Mieux, on a même l'impression que les deux frères d'arme ont trouvé avec le bassiste Krechet et le batteur Vlad, les pièces qui manquaient à leur oeuvre, ces derniers faisant partie de tous les groupes qu'ils ont en commun. Cet équlibre, cette alchimie même, expliquent -entre autres - sans doute ce stakhanovisme facilité par la complicité des quatre musiciens. Autour de Drudkh, pivot de leur activisme, bourgeonnent ainsi depuis l'arrêt de Hate Forest, nombre de projets qu'ils butinent à intervalles irréguliers. Après Blood Of Kingu (deux albums) et le décrié (on se demande toujours pourquoi) Tales Of Wanderings de Old Silver Key, Rattenfänger vient aujourd'hui enrichir la besace ukrainienne.

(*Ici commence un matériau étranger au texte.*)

PR #17176, opened 2024-12-18
Always create checkout metadata for new checkouts

korycins:
I want to merge this change because it adds logic, to always create the checkout's metadata object when creating the checkout.
Additionally, I've drop some UPDATE queries, where there is no need to make an update on CheckoutMetadata.

# Impact

- [ ] New migrations

# Docs

- [ ] Link to documentation:

# Pull Request Checklist

### DIFF
--- a/saleor/checkout/utils.py
+++ b/saleor/checkout/utils.py
@@ -8,7 +8,7 @@ from uuid import UUID
 import graphene
 from django.conf import settings
 from django.core.exceptions import ValidationError
-from django.db import transaction
+from django.db import IntegrityError, transaction
 from django.db.models import prefetch_related_objects
 from django.utils import timezone
 from prices import Money
@@ -1012,7 +1012,6 @@ def clear_delivery_method(checkout_info: "CheckoutInfo"):
         shipping_channel_listings=checkout_info.shipping_channel_listings,
     )
 
-    delete_external_shipping_id(checkout=checkout)
     checkout.save(
         update_fields=[
             "shipping_method",
@@ -1020,7 +1019,8 @@ def clear_delivery_method(checkout_info: "CheckoutInfo"):
             "last_change",
         ]
     )
-    get_checkout_metadata(checkout).save()
+    if delete_external_shipping_id(checkout=checkout):
+        checkout.metadata_storage.save()
 
 
 def is_fully_paid(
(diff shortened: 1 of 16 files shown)


saleor/checkout/utils.py
```diff
@@ -1090,19 +1090,32 @@ def set_external_shipping_id(checkout: Checkout, app_shipping_id: str):
...
         metadata.save(update_fields=["private_metadata"])
+    return field_deleted
+
+
+@allow_writer()
+def create_checkout_metadata(checkout: "Checkout"):
+    try:
+        return CheckoutMetadata.objects.create(checkout=checkout)
+    except IntegrityError:
+        return checkout.metadata_storage
```
patrys, line 1118: We should never catch `IntegrityError`s in our code. Why not use `get_or_create` instead?

IKarbowiak (dismissed):

saleor/payment/gateways/adyen/utils/common.py
```diff
@@ -356,7 +356,12 @@ def request_data_for_gateway_config(
         country_code = country.code
     else:
         country_code = Country(settings.DEFAULT_COUNTRY).code
-    channel = get_checkout_metadata(checkout).get_value_from_metadata("channel", "web")
+    checkout_metadata = get_checkout_metadata(checkout)
+    if checkout_metadata:
+        channel = checkout_metadata.get_value_from_metadata("channel", "web")
+    else:
+        channel = "web"
```
kadewu, line 363: I know it's not in the scope of that pr, but what is this "web" value?
I see we have more occurrences of that string, maybe it's worth to extract it to some variable?

kadewu (approved):

saleor/payment/gateways/adyen/utils/common.py
korycins: @kadewu  It is a value sent to Adyen. It is used to determine the channel related to the processed payment. At least this is what I remember 😅 
Honestly, there is no reason to invest time in AdyenPlugin right now, as we are moving from plugins to apps.

jakubkuc (dismissed):

fowczarek (approved):

zedzior (approved):

PR #17198, opened 2024-12-31
Fix checkout funds releasing task

IKarbowiak:
Fix checkout funds releasing.
Missing `authorized_value` and `charged_value` in filters causes the task to clog, we were fetching still the same checkouts with transactions that cannot be released.

# Impact

- [ ] New migrations

# Docs

- [ ] Link to documentation:

# Pull Request Checklist

- [ ] ~~Database migrations are either absent or optimized for zero downtime~~
- [ ] ~~All new fields/inputs/mutations have proper labels added (`ADDED_IN_X`, `PREVIEW_FEATURE`, etc.)~~
- [ ] ~~All migrations have proper dependencies~~
- [ ] ~~All indexes are added concurrently in migrations~~
- [ ] ~~All RunSql and RunPython migrations have revert option defined~~

### DIFF
--- a/saleor/payment/tasks.py
+++ b/saleor/payment/tasks.py
@@ -3,11 +3,12 @@ import logging
 import uuid
 
 from django.conf import settings
-from django.db.models import OuterRef, Q, Subquery
+from django.db import transaction
+from django.db.models import Exists, OuterRef, Q
 
 from ..celeryconf import app
 from ..channel.models import Channel
-from ..checkout import CheckoutAuthorizeStatus, CheckoutChargeStatus
+from ..checkout import CheckoutAuthorizeStatus
 from ..checkout.models import Checkout
 from ..core.db.connection import allow_writer
 from ..payment.models import TransactionEvent, TransactionItem
@@ -18,7 +19,7 @@ from .gateway import request_cancelation_action, request_refund_action
 logger = logging.getLogger(__name__)
 
 
-def checkouts_with_funds_to_release():
+def transactions_to_release_funds():
     """Fetch checkouts that are ready release the funds.
 
     Fetch checkouts with the funds where the last modification was more than defined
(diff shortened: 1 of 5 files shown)


kadewu (dismissed):

saleor/payment/tasks.py
```diff
@@ -18,7 +19,7 @@
 logger = logging.getLogger(__name__)
 
 
-def checkouts_with_funds_to_release():
+def transactions_to_release_funds():
     """Fetch checkouts that are ready release the funds.
```
korycins, line 23: Would be also worth to update the description of the function. As after the changes it doesn't return checkouts but transactions

saleor/payment/tasks.py
```diff
@@ -30,131 +31,143 @@ def checkouts_with_funds_to_release():
...
+        transactions.values_list("pk", "checkout_id")[:TRANSACTION_BATCH_SIZE]
+    )
+    transaction_pks = [pk for pk, _checkout_id in transactions_data]
+    checkout_ids = [checkout_id for _, checkout_id in transactions_data]
+
+    checkouts_data = Checkout.objects.filter(pk__in=checkout_ids).values_list(
+        "pk", "channel_id"
     )
-    checkout_pks = [pk for pk, _ in checkouts_data]
     checkout_channel_ids = [channel_id for _, channel_id in checkouts_data]
```
korycins, line 76: It is only a detail, as we don't have a lot of `checkouts_data` fetched at once, but to keep it cleaner, I would suggest adding `set()` here. No need to add in `filter()` duplicated values.

saleor/payment/tasks.py
```diff
@@ -30,131 +31,143 @@ def checkouts_with_funds_to_release():
...
-            TransactionEvent.objects.bulk_create(
-                [event for _tr, event in transactions_with_cancel_request_events]
-                + [event for _tr, event in transactions_with_charge_request_events]
-            )
+            with transaction.atomic():
+                TransactionEvent.objects.bulk_create(
+                    [event for _tr, event in transactions_with_cancel_request_events]
+                    + [event for _tr, event in transactions_with_charge_request_events]
+                )
+                # Mark transactions as not refundable to avoid multiple refund requests
```
korycins, line 131: Just to be more clear, I would add the following info: 
```suggestion
                # Mark transactions as not refundable to avoid multiple automatic refund requests
```

saleor/payment/tasks.py
```diff
@@ -30,131 +31,143 @@ def checkouts_with_funds_to_release():
...
                     )
                 except PaymentError as e:
                     logger.warning(
                         "Unable to refund transaction %s. %s",
-                        transaction.token,
+                        transaction_item.token,
                         str(e),
                     )
+        else:
+            logger.warning("No transactions to release funds.")
```
korycins, line 173: Maybe worth to be more explicit here 🤔  For example, In case of having 30 transactions, where `transactions_with_charge_request_events` is empty and we will have `transactions_with_cancel_request_events` single elemenent, we won't see error msg. But for some reasons, we had 30 fetched transactions, and in "standard" scenario all of them should have a charge or cancel event.

fowczarek (approved):

Issue #16950, opened 2024-10-30
Add pricePrior field to ProductVariantChannelListing


delemeator:
## Problem

EU Omnibus directive (https://eur-lex.europa.eu/eli/dir/2019/2161/oj) creates an obligation to present "prior price" in case of products with discount. This price should cover period of 30 days and include all price changes (prior promotions or changes of regular price). Details of the implementation vary between countries. Currently there is no good way to provide this information to storefront from Saleor and storing it in CMS could be messy (as this information is required in product pages and cart / checkout)

---

## 1. General Assumptions

Create pricePrior of type Money field in ProductVariantChannelListing. This would be set via ProductVariantChannelListingAddInput so that the logic on how pricePrior is calculated is kept outside of Saleor. This field would be then populated to VariantPricingInfo and CheckoutLine (as priorTotalPrice and priorUnitPrice of type Money)

### Acceptance Criteria

- [ ] It is possible to modify priorPrice for a productVariant and channel combination
- [ ] Prior price is available in queries related to variant pricing and checkout

### Mutations

- Save priorPrice using productVariantChannelListingUpdate mutation

### Types

- Add field priorPrice (PositiveDecimal) to ProductVariantChannelListingAddInput 
- Add field priorPrice (TaxedMoney) to VariantPricingInfo
- Add field priorUnitPrice and priorTotalPrice (Money) to CheckoutLine

## 3. Database changes

Add prior_price (DecimalField) and prior_price_amount (MoneyField) to ProductVariantChannelListing

maarcingebala:
Closing as done 🎉

PR #17202, opened 2025-01-02
Implement price prior to promotion (for EU Omnibus Directive)

delemeator:
I want to merge this change because it implements priorPrice field as discussed in https://github.com/saleor/saleor/issues/16950

Changes:
- Added db columns related to prior price to `ProductVariantChannelListing` and `CheckoutLine`
- Added input fields to update prior price to mutations `productVariantChannelListingUpdate` and `productVariantBulkUpdate`
- Added fields to display prior price in `VariantPricingInfo`, `ProductPricingInfo` and `CheckoutLine`

Notes: 
- Logic for updating prior price is pretty much the same as for cost price. In some cases I have slightly refactored the code to avoid excessive copy/pasting 
- I think it would make sense to allow in input of productVariantChannelListingUpdate to skip `price` field and update only `costPrice` / `preorderThreshold` / `priorPrice`, but currently it is not possible as it uses type `ProductVariantChannelListingAddInput` where `price` is `PositiveDecimal!`. I think it would make sense to create input type `ProductVariantChannelListingUpdateInput` with `price` as `PositiveDecimal`, but I didn't do it as it would be a breaking change

# Impact

- [x] New migrations

# Docs

- [x] Link to documentation: https://github.com/saleor/saleor-docs/pull/1432

# Pull Request Checklist

- [x] All indexes are added concurrently in migrations (not applicable)
- [x] All RunSql and RunPython migrations have revert option defined (not applicable)


delemeator:
Hey - I can see that 2 tests are failing, but they don't seem to be related to changes from this PR. It's more about IP security features / infrastructure. Is this some broader problem?

korycins:
Hey @delemeator  can you rebase your branch with the newest `main`? The failing tests were fixed in this PR: https://github.com/saleor/saleor/pull/17262

delemeator:
@korycins - thanks - should be ok now

saleor/product/migrations/0197_productvariantchannellisting_prior_price_amount.py
IKarbowiak, line 1: This mutation also need to be ported to the previous version 3.20 to ensure zero downtime migration. You can find details about his approach [here](https://docs.saleor.io/developer/community/zero-downtime-migrations).

We need to ensure that the prior_price_amount field is already present in the database when users migrate from version 3.20 to 3.21

saleor/checkout/models.py
```diff
@@ -313,6 +313,17 @@ class CheckoutLine(ModelWithMetadata):
...
+    prior_unit_price_amount = models.DecimalField(
+        max_digits=settings.DEFAULT_MAX_DIGITS,
+        decimal_places=settings.DEFAULT_DECIMAL_PLACES,
+        blank=True,
+        null=True,
+    )
+
+    prior_unit_price = MoneyField(
+        amount_field="prior_unit_price_amount", currency_field="currency"
+    )
```
IKarbowiak, line 325: I’m wondering if we need this value on CheckoutLine at all. What is the reason behind it?
Isn't the info about this price on variant listing enough?

saleor/product/models.py
```diff
@@ -526,6 +535,16 @@ class ProductVariantChannelListing(models.Model):
...
 
+    prior_price_amount = models.DecimalField(
+        max_digits=settings.DEFAULT_MAX_DIGITS,
+        decimal_places=settings.DEFAULT_DECIMAL_PLACES,
+        blank=True,
+        null=True,
+    )
+    prior_price = MoneyField(
+        amount_field="prior_price_amount", currency_field="currency"
+    )
```
IKarbowiak, line 546: If you agree for the another field name, the field names on DB should ba changed as well.

saleor/graphql/product/types/channels.py
```diff
@@ -350,6 +350,11 @@ class ProductVariantChannelListing(
     )
     price = graphene.Field(Money, description="The price of the variant.")
     cost_price = graphene.Field(Money, description="Cost price of the variant.")
+    prior_price = graphene.Field(
+        Money,
+        description="Prior price of the variant used for discount calculations."
+        + ADDED_IN_321,
+    )
```
IKarbowiak, line 357: I’m unsure about the field name—it suggests that the price is before any promotion, which isn’t accurate. As I understand it, the purpose of this field is to keep a historical record of the lowest price from the last 30 days, correct?
Perhaps reference_price would be a better name?

Additionally, the description should be updated accordingly, clarifying that it represents a kind of reference price.

saleor/checkout/models.py
delemeator: For compliance with Omnibus, all calculations showing "-X%" should use prior price as reference. So if you have product with price 100, prior price 90 and discounted price 80, you can show only -11% discount in checkout / cart. So this is why prior price is needed in checkout. 

When it comes to where we take prior price info from, I have assumed there is probably a performance reason why checkout stores undiscounted_unit_price_amount rather than taking it from listing, so I assumed adding prior_unit_price_amount is the right way to proceed. If this should be resolved differently, I would need a guidance how you would implement it

saleor/graphql/product/types/channels.py
delemeator: Sure - I can rename prior into reference, given that it is called "Prior price" in directives I thought this name would be more meaningful for users, but I am fine with name "reference" which would be more general

For sake of accuracy `keep a historical record of the lowest price from the last 30 days` is not 100% correct in case of EU. Omnibus directive states: `The prior price means the lowest price applied by the trader during a period of time not shorter than 30 days prior to the application of the price reduction.`. So this is not price from last 30 days, but price from last 30day prior to (current) promotion

saleor/product/models.py
delemeator: Sure, please let me know if you agree internally that reference price is a better name. Then I will do the change

delemeator:
@IKarbowiak @korycins Did you get a chance to look on my comments?

saleor/graphql/product/mutations/channels.py
```diff
@@ -386,6 +386,11 @@ class ProductVariantChannelListingAddInput(BaseInputObjectType):
         required=True, description="Price of the particular variant in channel."
     )
     cost_price = PositiveDecimal(description="Cost price of the variant in channel.")
+    prior_price = PositiveDecimal(
```
korycins, line 389: Right now, you're unable to remove the `prior_price`. As PositiveDecimal would not accept `null`.  Not sure if this is something that we should worry about. It works the same way as `cost_price`, but the difference here is that `cost_price` is not available for customer, and `prior_price` will be available in `variant.pricing` object 🤔 
cc: @patrys @maarcingebala  WDYT?

saleor/product/migrations/0197_productvariantchannellisting_prior_price_amount.py
korycins: Yes, the nullable field doesn't need additional migration :)

korycins:
> @IKarbowiak @korycins Did you get a chance to look on my comments?

Sorry, for the delay! I additionally pushed the discussion internally.

saleor/graphql/checkout/tests/mutations/test_checkout_lines_add.py
IKarbowiak, line 1: I think we should also check `checkoutLinesUpdate` to ensure that the prior prices will be set, in case there were 0 before update.

saleor/product/tests/test_product_availability.py
```diff
@@ -431,3 +432,43 @@ def test_filter_not_published_product_without_assigned_channel(
...
+    )
+
+    # then
+    assert availability.price_range_prior is not None
+    assert (
+        availability.price_range_prior.start.gross.amount
+        == variant_channel_listing.prior_price_amount
+    )
+
+    if prior_price > discounted_price:
```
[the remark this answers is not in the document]
delemeator: Sure - I have split it into two tests and also added prior_price = 0 to make sure nothing brakes in such case

saleor/product/utils/availability.py
```diff
@@ -174,8 +198,25 @@ def get_variant_availability(
...
+    prior_price_taxed = None
+    if prior_price:
+        prior_price_taxed = (
+            _calculate_product_price_with_taxes(
+                prior_price,
+                tax_rate,
+                tax_calculation_strategy,
+                prices_entered_with_tax,
+            )
+            if prior_price
```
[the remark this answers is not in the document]
delemeator: Done, I don't know how I didn't notice this

saleor/product/utils/availability.py
```diff
@@ -174,8 +198,25 @@ def get_variant_availability(
         tax_calculation_strategy,
         prices_entered_with_tax,
     )
+    prior_price = variant_channel_listing.prior_price
+    prior_price_taxed = None
+    if prior_price:
```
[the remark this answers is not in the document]
delemeator: Good point, I thought you can't pass zero via PositiveDecimal in gql, but anyhow it should work now with 0

saleor/graphql/checkout/tests/mutations/test_checkout_lines_add.py
delemeator: Good point, I assumed that given that `CheckoutLinesUpdate` inherits from `CheckoutLinesAdd` it will re-do all the calculations. Now I see I was wrong ;) 

I have added logic to update prior price in `fetch_checkout_data`

saleor/graphql/product/mutations/channels.py
delemeator: For my workflow, I would set prior price equal to price if I want to "deactivate" it, but I can see your point

korycins (approved):

IKarbowiak (approved):

korycins:
@delemeator Merged. Really **great** work! Thanks a lot! 🙏 <3

delemeator:
Thank you for reviewing and accepting! :)

PR #17253, opened 2025-01-13
Fix undiscounted price taxation inside an order calculations when the Avatax plugin is used

zedzior:
I want to merge this change, because it fixes missing tax calculation for undiscounted prices when Avatax plugin is used and an order origins from draft order.

Internal issue: https://linear.app/saleor/issue/SHOPX-1775

# Impact

- [ ] New migrations

# Docs

- [ ] Link to documentation:

# Pull Request Checklist

### DIFF
--- a/saleor/order/calculations.py
+++ b/saleor/order/calculations.py
@@ -21,7 +21,7 @@ from ..payment.model_helpers import get_subtotal
 from ..plugins import PLUGIN_IDENTIFIER_PREFIX
 from ..plugins.manager import PluginsManager
 from ..tax import TaxCalculationStrategy
-from ..tax.calculations import get_taxed_undiscounted_price
+from ..tax.calculations import calculate_flat_rate_tax, get_taxed_undiscounted_price
 from ..tax.calculations.order import update_order_prices_with_flat_rates
 from ..tax.utils import (
     get_charge_taxes_for_order,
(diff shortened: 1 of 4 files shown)


IKarbowiak (approved):

saleor/order/calculations.py
```diff
@@ -345,22 +345,21 @@ def _recalculate_with_plugins(
...
-    ):
-        get_taxed_undiscounted_price(
-            line_base_price,
-            line_price.undiscounted_price,
-            tax_rate,
-            prices_entered_with_tax,
+) -> TaxedMoney:
+    if tax_rate > 0 and price.undiscounted_price.net == price.undiscounted_price.gross:
+        return quantize_price(
+            calculate_flat_rate_tax(
```
maarcingebala, line 355: A few things are unclear to me:
- before, `get_taxed_undiscounted_price` was missing the return statement which was obviously wrong
- now we're replacing `get_taxed_undiscounted_price` with `calculate_flat_rate_tax` which was done anyway in `get_taxed_undiscounted_price`, why are we doing this? Is there something wrong with the implementation of `get_taxed_undiscounted_price` which looks like should be used here?

zedzior: Just adding the missing return statement will not solve the issue because inside `get_taxed_undiscounted_price` function, this comparison: `if undiscounted_base_price == price_to_compare:` is always `true`.
Since the `get_taxed_undiscounted_price` function is used in checkout flow (where everything works correctly) I didn't want to refactor the function.
Does it make sense?

maarcingebala: Is it a different use case in this place vs. other usages in checkout where this comparison makes sense? I didn't check but I'm wondering if we're sure about the use-cases.

zedzior: OK, now I see we can reuse the `get_taxed_undiscounted_price` function, but we need to pass  `price=line_price.price_with_discounts` instead of `price=line_price.undiscounted_price`. Let me rewrite it

IKarbowiak (approved):

maarcingebala (approved):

Album de plus dans la carrière de Drudkh, Eternal Turn Of The Wheel a su toutefois, en négociant un retour aux sources à moitié convaincant, rassurer ceux que Microcosmos, Handful Of Stars et le premier essai de Old Silver Key ont déçu. Epistolae Obscurorum Virorum vient confirmer la bonne santé de ses auteurs qui sont loin d'avoir encore tout dit. Point de Black Metal à l'horizon cette fois-ci cependant mais un Death Old-School dont on sait depuis la reprise en live par Hate Forest du "Cenotaph" de Bolt Thrower qu'il n'a jamais été pour déplaire à Roman Saenko.
Coulant le genre dans une atmosphère sombre et médiévale, celle du bas Moyen-Age qui a déjà servi de cadre à la Dark Ambient lugubre de Dark Ages, Rattenfänger sculpte au burin huit titres (dont l'habituel introduction) sinistres à souhait avec cette puissance obscure et minérale venue du fond des âges. Il est clair que le Death rampant et plombé sied bien davantage aux Ukrainiens que le Post-Rock alcestien de Old Silver Key.
Chant de gargouille qui gronde, riffs granitiques, assise rythmique qui claque et claviers mortuaires figent des ambiances morbides et glaciales qui font plaisir à entendre de la part de musiciens dont on commençait quand même à douter un peu de leur capacité à distiller toujours autant de noirceur.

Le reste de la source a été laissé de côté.